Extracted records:
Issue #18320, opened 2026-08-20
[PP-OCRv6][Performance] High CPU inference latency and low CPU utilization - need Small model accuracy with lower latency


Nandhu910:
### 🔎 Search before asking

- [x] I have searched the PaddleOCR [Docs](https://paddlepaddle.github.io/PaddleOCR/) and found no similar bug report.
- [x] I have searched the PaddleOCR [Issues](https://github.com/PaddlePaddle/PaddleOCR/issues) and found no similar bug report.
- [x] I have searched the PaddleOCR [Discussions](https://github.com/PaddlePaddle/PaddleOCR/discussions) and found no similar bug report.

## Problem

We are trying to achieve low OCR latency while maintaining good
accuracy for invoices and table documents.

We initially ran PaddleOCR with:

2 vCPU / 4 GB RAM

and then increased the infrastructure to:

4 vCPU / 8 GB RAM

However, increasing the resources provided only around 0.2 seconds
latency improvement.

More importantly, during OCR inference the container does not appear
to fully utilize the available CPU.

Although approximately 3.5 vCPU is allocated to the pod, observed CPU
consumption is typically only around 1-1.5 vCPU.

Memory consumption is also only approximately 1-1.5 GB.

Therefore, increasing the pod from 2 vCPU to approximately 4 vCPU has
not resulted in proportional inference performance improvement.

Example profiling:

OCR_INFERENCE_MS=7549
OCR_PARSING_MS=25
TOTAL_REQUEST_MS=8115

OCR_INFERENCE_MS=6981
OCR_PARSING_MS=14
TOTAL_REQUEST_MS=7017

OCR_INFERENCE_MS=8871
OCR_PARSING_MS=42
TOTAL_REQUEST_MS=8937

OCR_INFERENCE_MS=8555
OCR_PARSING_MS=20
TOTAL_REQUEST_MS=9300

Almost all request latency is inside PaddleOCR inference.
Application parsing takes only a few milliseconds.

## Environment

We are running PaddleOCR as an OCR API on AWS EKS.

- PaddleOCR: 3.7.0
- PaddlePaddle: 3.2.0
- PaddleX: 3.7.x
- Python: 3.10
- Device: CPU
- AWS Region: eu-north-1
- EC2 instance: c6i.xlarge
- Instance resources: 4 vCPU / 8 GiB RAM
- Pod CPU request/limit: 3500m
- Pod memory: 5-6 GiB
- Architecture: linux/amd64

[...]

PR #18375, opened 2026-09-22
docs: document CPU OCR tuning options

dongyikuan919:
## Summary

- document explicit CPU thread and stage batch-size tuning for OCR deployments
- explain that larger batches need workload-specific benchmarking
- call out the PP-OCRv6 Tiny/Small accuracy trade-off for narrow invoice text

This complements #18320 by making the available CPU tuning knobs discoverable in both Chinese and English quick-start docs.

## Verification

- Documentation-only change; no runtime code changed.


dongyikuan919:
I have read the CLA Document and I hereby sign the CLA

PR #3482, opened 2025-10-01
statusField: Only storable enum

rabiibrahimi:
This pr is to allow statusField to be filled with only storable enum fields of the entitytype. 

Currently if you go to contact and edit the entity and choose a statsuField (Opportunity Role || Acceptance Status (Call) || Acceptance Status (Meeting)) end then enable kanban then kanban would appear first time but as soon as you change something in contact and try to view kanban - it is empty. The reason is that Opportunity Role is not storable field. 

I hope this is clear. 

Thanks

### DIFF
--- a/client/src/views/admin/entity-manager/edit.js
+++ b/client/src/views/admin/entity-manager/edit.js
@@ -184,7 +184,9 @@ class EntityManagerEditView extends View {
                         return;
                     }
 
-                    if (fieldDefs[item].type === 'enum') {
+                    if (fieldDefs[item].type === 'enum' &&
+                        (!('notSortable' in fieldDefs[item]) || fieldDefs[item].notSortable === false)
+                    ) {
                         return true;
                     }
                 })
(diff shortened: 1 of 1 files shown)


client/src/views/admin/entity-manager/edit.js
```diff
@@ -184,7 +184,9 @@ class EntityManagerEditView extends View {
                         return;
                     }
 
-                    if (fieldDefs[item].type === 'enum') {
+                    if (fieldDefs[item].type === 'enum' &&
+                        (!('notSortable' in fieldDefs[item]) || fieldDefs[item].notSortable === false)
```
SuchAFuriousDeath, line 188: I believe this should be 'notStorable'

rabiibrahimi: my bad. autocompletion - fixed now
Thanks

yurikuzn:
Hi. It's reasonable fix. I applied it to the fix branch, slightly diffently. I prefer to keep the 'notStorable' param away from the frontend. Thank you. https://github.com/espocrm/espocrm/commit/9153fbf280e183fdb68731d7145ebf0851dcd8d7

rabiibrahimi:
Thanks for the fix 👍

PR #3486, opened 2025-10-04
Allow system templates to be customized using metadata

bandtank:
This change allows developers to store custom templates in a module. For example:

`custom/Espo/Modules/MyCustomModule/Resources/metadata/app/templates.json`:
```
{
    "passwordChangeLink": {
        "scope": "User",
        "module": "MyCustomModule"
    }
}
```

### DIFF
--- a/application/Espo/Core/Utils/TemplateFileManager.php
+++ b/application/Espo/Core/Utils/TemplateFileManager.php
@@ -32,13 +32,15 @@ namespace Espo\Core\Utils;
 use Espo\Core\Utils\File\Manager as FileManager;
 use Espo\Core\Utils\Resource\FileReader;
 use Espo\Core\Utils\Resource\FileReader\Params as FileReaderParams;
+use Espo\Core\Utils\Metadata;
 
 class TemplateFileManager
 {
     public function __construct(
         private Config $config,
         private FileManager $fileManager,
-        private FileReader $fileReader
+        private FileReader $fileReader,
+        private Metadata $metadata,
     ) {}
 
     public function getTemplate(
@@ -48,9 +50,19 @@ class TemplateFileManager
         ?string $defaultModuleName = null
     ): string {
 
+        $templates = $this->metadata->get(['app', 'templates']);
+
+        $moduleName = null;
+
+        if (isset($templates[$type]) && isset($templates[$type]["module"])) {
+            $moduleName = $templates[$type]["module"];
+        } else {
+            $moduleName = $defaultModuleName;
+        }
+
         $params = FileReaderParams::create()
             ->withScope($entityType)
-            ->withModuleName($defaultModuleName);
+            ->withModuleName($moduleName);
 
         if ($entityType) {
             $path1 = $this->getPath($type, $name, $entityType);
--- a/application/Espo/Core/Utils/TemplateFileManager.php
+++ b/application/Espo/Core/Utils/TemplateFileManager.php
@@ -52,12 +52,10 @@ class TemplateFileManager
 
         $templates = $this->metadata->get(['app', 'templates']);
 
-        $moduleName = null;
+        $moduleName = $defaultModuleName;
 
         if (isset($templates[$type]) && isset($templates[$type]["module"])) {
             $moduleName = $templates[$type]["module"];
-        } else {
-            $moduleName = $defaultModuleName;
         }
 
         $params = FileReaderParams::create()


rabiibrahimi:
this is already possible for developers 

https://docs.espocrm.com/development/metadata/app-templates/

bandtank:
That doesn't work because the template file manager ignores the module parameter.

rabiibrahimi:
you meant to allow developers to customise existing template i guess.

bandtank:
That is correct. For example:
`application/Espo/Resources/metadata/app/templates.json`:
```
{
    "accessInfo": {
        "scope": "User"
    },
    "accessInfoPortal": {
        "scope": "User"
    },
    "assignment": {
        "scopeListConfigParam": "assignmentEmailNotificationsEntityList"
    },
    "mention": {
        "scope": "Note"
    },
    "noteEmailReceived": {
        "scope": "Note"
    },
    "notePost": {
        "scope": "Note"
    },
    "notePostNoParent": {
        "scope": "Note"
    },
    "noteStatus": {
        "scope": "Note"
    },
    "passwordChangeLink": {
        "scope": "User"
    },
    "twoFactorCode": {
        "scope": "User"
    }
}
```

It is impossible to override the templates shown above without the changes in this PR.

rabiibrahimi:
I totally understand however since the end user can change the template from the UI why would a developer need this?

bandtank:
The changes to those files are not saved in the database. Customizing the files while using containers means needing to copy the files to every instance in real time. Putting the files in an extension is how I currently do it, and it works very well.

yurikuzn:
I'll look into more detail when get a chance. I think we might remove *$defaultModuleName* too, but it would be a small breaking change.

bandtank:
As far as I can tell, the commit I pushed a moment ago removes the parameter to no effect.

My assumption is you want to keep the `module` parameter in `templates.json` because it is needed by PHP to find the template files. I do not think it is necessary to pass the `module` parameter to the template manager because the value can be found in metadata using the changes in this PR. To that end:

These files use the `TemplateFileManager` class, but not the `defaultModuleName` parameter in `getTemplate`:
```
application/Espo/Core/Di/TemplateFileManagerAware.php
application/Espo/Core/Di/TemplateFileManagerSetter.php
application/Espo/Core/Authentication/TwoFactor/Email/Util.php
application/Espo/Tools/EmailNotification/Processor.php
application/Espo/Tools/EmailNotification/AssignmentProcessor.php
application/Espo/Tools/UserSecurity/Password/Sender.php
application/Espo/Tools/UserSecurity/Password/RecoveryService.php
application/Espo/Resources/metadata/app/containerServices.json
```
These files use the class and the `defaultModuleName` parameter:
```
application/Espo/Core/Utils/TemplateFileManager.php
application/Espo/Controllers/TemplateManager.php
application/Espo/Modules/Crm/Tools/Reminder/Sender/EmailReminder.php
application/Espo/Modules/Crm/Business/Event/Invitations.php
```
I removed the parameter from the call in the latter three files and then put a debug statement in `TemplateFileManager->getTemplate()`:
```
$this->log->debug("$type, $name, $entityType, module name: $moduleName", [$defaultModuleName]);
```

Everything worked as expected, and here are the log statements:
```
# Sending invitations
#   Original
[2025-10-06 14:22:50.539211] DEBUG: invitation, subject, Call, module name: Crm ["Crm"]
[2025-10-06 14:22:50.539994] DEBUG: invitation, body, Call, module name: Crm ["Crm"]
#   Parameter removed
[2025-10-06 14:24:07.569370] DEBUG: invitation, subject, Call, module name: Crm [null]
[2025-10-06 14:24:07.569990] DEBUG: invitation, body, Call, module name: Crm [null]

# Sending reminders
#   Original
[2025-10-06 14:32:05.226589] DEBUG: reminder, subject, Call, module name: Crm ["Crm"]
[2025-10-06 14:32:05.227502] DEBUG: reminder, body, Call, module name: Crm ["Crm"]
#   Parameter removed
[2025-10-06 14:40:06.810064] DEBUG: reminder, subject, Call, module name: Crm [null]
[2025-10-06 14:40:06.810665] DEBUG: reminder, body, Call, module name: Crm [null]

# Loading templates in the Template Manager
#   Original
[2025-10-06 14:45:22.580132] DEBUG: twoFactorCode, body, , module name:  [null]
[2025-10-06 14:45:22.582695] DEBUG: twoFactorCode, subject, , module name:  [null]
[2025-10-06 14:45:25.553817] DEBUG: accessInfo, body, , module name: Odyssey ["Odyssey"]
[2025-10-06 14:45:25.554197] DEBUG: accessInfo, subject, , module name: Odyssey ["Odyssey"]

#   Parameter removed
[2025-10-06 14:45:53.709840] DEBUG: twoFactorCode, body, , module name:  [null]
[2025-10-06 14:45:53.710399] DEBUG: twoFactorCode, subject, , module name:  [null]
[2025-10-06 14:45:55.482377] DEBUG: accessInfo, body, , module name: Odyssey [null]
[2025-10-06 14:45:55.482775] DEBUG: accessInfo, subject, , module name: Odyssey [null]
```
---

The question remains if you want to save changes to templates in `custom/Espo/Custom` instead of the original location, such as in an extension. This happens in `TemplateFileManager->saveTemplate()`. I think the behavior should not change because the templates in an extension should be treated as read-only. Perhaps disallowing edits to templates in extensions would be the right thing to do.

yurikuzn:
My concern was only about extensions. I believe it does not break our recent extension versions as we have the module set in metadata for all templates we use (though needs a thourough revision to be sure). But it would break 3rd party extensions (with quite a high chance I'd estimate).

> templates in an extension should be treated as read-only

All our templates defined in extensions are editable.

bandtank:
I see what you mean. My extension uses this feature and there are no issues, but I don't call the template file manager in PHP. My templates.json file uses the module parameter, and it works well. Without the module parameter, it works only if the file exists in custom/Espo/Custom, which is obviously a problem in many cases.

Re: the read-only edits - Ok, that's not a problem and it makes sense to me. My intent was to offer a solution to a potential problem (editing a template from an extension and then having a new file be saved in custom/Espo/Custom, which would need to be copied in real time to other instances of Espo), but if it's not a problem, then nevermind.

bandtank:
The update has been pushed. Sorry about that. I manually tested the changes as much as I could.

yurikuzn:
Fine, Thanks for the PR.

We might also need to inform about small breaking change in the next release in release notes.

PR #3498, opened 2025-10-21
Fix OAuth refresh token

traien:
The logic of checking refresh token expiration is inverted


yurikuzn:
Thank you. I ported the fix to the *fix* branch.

**PROBLEM STATEMENT**
Look above for the line with "This pr is to" and the line with "--- a/client/src/views/admin/entity-manager/edit.js". Write out those two lines and all the lines between them, exactly, and no others.

**PROBLEM SOLUTION**
This pr is to allow statusField to be filled with only storable enum fields of the entitytype. 

Currently if you go to contact and edit the entity and choose a statsuField (Opportunity Role || Acceptance Status (Call) || Acceptance Status (Meeting)) end then enable kanban then kanban would appear first time but as soon as you change something in contact and try to view kanban - it is empty. The reason is that Opportunity Role is not storable field. 

I hope this is clear. 

Thanks

### DIFF
--- a/client/src/views/admin/entity-manager/edit.js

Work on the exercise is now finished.